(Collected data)
══════════

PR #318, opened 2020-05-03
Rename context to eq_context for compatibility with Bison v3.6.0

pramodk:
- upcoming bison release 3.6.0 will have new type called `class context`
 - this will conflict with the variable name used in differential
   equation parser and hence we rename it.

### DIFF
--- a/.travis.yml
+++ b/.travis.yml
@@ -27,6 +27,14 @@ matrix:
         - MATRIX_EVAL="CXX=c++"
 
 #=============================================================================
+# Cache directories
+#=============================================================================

══════════

## [ABOUT THIS EXERCISE]
Every line above that includes the string "will" needs to be copied.

## [ANSWER TO THIS TASK]
- upcoming bison release 3.6.0 will have new type called `class context`
 - this will conflict with the variable name used in differential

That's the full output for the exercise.